Today German autonomous trucking company FERNRIDE announces it has raised $31 million in Series A funding.
FERNRIDE has developed a leading platform for autonomous, electric trucking. A step on the road to gradual autonomy, teleoperations allow drivers – teleoperators – to fully control electric trucks without actually sitting in them.
The company was founded by Hendrik Kramer, Maximilian Fisser, and Jean-Michael Georg and currently has over 100 employees working in offices located in Munich and Wolfsburg.
Customers include Volkswagen, DB Schenker, BSH, and HHLA, operating over 1,000-yard trucks in Europe alone.
Yard trucks operate on private sites, moving cargo from A to B, such as moving containers between two halls on-site at a one to two-kilometre distance 100 times a day.
I spoke to Hendrik Kramer, CEO and co-founder of FERNRIDE, to learn all about it.
Why remotely controlled trucks?
Even though trucks transport 75% of Europe's freight by volume and 85% of its perishable, high value and medical goods, such as vaccines and food, the region (like the rest of the world) face a severe shortage of drivers, with those employed ageing out of the profession.
The current shortage of 400,000 truck drivers in Europe alone is projected to increase to 2,000,000 by 2026. And autonomous trucking is expensive, hard, and difficult to scale.
In teleoperations, an operator can remotely operate or drive four trucks simultaneously, managing a fleet and handling the difficult edge cases when the autonomous system needs assistance.
A time of reckoning for autonomous trucking
Despite companies like Gatik and Waymo deploying autonomous trucks in middle-mile deliveries (such as between micro fulfilment centres, drugstores, smaller warehouses, and other local pickup points, overall, the industry has faced significant challenges in its efforts to roll out autonomous delivery trucks.
TuSimple is restructuring and laying off about 30% of its global workforce.
Embark was sold to simulation and software provider Applied Intuition after cutting 70% of its workforce.
And, well, the less said about Nikola, probably the better.
Kramer asserts that despite startups blaming regulators for delays,
"The problem is that the technology is not ready. The framework is there, but no one can launch it.
When it comes to trucking, you are moving 40-tonne trucks at high speeds, you need to predict the future already 10 to 20 seconds ahead of time with every dynamic object on that on the road. This is a tough problem to solve.
But it will come in the next couple of years. So the timing to launch is now on private sites."
FERNRIDE views their approach as incremental.
"We want to drive this transformation but make it as seamless as possible for our customers," explains Kramer.

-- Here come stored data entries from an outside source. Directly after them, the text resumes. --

PR #3640, opened 2024-08-31
chore(javascript): use tsup bundler

shortcuts:
## 🧭 What and Why

🎟 JIRA Ticket:

### Changes included:

closes https://github.com/algolia/algoliasearch-client-javascript/issues/1544

use tsup instead of rollup, just because I wanted to try it out and it seems to exactly do what we need, a bit faster and easier to configure.

also add attw and publint, in order to debug the exported types, package.json#export field, and the resolved imports.

- [x] use tsup (chore)
- [x] setup attw and publint (helps with the fix of https://github.com/algolia/algoliasearch-client-javascript/issues/1544)
- [x] update commons (was outdated)
- [x] provide node and browser bundle for clients (same as with rollup, but now it works again)
- [x] provide node bundle for fetch requester (feat)
- [x] use esm mini output from tsup into rollup for umd

## how to verify it works?

- generate and builds the js clients
- go to clients/algoliasearch-client-javascript
- run `test:size`, should be all green without being too far from the threshold
- run `test:bundle` on many clients, they are all green
- try the `5.2.4-beta.2` directly


.github/workflows/check.yml
```diff
@@ -226,6 +226,10 @@ jobs:
         if: ${{ startsWith(env.head_ref, 'chore/prepare-release-') }}
         run: cd clients/algoliasearch-client-javascript && yarn test:size
 
+      - name: Test JavaScript bundle and types
+        if: ${{ startsWith(env.head_ref, 'chore/prepare-release-') }}
+        run: cd clients/algoliasearch-client-javascript && yarn test:bundle
```
millotp, line 231: lovely

clients/algoliasearch-client-javascript/base.tsup.config.ts
```diff
@@ -0,0 +1,40 @@
...
+    external: [...getDependencies(pkg), 'node:crypto'],
+  };
+}
+
+export function getBaseBrowserOptions(pkg: PKG, cwd: string): Options {
+  return {
+    ...getBaseConfig(cwd),
+    platform: 'browser',
+    format: ['esm'],
+    target: ['chrome109', 'safari15.6', 'firefox115', 'edge126'],
```
millotp, line 37: ie is also a valid target, don't you want to include it ?

clients/algoliasearch-client-javascript/package.json
```diff
@@ -12,7 +12,8 @@
     "release:bump": "lerna version ${0:-patch} --no-changelog --no-git-tag-version --no-push --exact --force-publish --yes",
     "release:publish": "tsc --project scripts/tsconfig.json && node scripts/dist/scripts/publish.js",
     "test": "lerna run test $*",
-    "test:size": "bundlesize"
+    "test:size": "bundlesize",
+    "test:bundle": "lerna run test:bundle --verbose --skip-nx-cache --include-dependencies"
```
millotp, line 16: why the skip cache everywhere ? on the build step too ?

templates/javascript/clients/algoliasearch/lite.d.mustache
```diff
@@ -1,2 +1,2 @@
 // eslint-disable-next-line import/no-unresolved
-export * from './dist/lite/builds/node';
+export * from './dist/lite/node';
```
millotp, line 2: can you delete this template and just create the d.ts file directly pls ?

templates/javascript/clients/algoliasearch/lite.mustache
```diff
@@ -1,2 +1,2 @@
 // eslint-disable-next-line import/no-commonjs,import/extensions
-module.exports = require('./dist/lite/lite.cjs');
\ No newline at end of file
+module.exports = require('./dist/lite/builds/node.cjs');
```
millotp, line 2: same

templates/javascript/clients/index.d.mustache
```diff
@@ -1,2 +1,2 @@
 // eslint-disable-next-line import/no-unresolved
-export * from './dist/{{#isAlgoliasearchClient}}algoliasearch/{{/isAlgoliasearchClient}}builds/node';
+export * from './dist/node';
```
millotp, line 2: same

millotp (commented):
this is huuuge, congrats !

clients/algoliasearch-client-javascript/base.tsup.config.ts
shortcuts: The enum for target are prefixes actually, if you don't give a precise version for browsers it asks for it at runtime

clients/algoliasearch-client-javascript/package.json
shortcuts: nx and lerna was still in an early phase when I set it up and there wad cache issues, I guess it's legacy but we should be able to remove it as on the ci there's always no cache

templates/javascript/clients/algoliasearch/lite.d.mustache
shortcuts: This allows adding a new client without touching the js repo normally, if we remove those it means documenting to add them etc... it's easier that way

clients/algoliasearch-client-javascript/package.json
millotp: we could cache the .nx folder on the CI

shortcuts: idk how flaky it is but yup maybe

templates/javascript/clients/algoliasearch/lite.d.mustache
millotp: some files already need to be copied manually, I think we will just copy the package if we add a new spec

shortcuts: > some files already need to be copied manually

true but ideally you'd just add your spec and that's it

millotp (approved):
nothing to add, gg !

xPaw:
After this release, the umd build lite client (`dist/lite/builds/browser.umd.js`) is being exported as `window.lite.liteClient`, but before it was being exported as ` `window[ 'algoliasearch/lite' ].liteClient`, this does not seem ideal.

shortcuts:
indeed @xPaw and this shouldn't have changed (created an issue https://github.com/algolia/api-clients-automation/issues/3700), I'll try to see if we can provide both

"Investors, customers and employees love that we can launch something now and then expand exponentially yearly.
"We do not believe that going directly to the open roads is the best go-to-market strategy. But we wanted to start now with a use case that we can deploy today to distribution centres and big industrial sites.
This results in 1000s of trucks deployed and dozens of enterprise customers providing the data to win the data and the trust of the regulatory bodies to go that next step. And this means getting operational now, not waiting years."
Move slow, win things
Kramer asserts that not being first has its advantages:
""Sometimes it's also good when you come a little late to the party", contends Kramer. We offer professional remote operator training. We have playbooks for driving this transformation and successfully integrating it with IT infrastructure and customer processes. And we have partnered with several vehicle manufacturers on the hardware side."
The company combines a decade of research with expertise from the autonomous vehicle and automotive industries, having recruited senior management team members from BMW, MAN, Mobileye, and Argo.AI
"We can now build on ten years of R&D, hardware advances, and manufacturing partners and then provide an end-to-end solution."
FERNRIDE is funded by venture capital firms 10x Founders, Promus Ventures, Fly Ventures, Speedinvest, and Push Ventures, along with corporate investors, such as HHLA Next, DB Schenker via Schenker Ventures and Krone
The latest funding will be used to scale FERNRIDE's operations with existing and new customers globally and boost its technological development.